Identify every line in the records below that contains the word "opened", and reproduce each one.

Segment Start: INFORMATION SUPPLIED

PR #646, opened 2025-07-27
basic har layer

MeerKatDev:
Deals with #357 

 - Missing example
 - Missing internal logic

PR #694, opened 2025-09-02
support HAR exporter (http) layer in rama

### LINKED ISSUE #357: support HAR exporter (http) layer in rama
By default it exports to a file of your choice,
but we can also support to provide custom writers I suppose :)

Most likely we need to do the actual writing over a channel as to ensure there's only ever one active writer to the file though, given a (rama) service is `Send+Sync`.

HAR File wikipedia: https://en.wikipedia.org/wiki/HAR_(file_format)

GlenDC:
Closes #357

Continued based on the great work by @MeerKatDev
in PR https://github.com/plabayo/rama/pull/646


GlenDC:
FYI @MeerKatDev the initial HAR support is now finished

Segment End: INFORMATION SUPPLIED

■ **RESULT OF THIS TASK**
PR #646, opened 2025-07-27
PR #694, opened 2025-09-02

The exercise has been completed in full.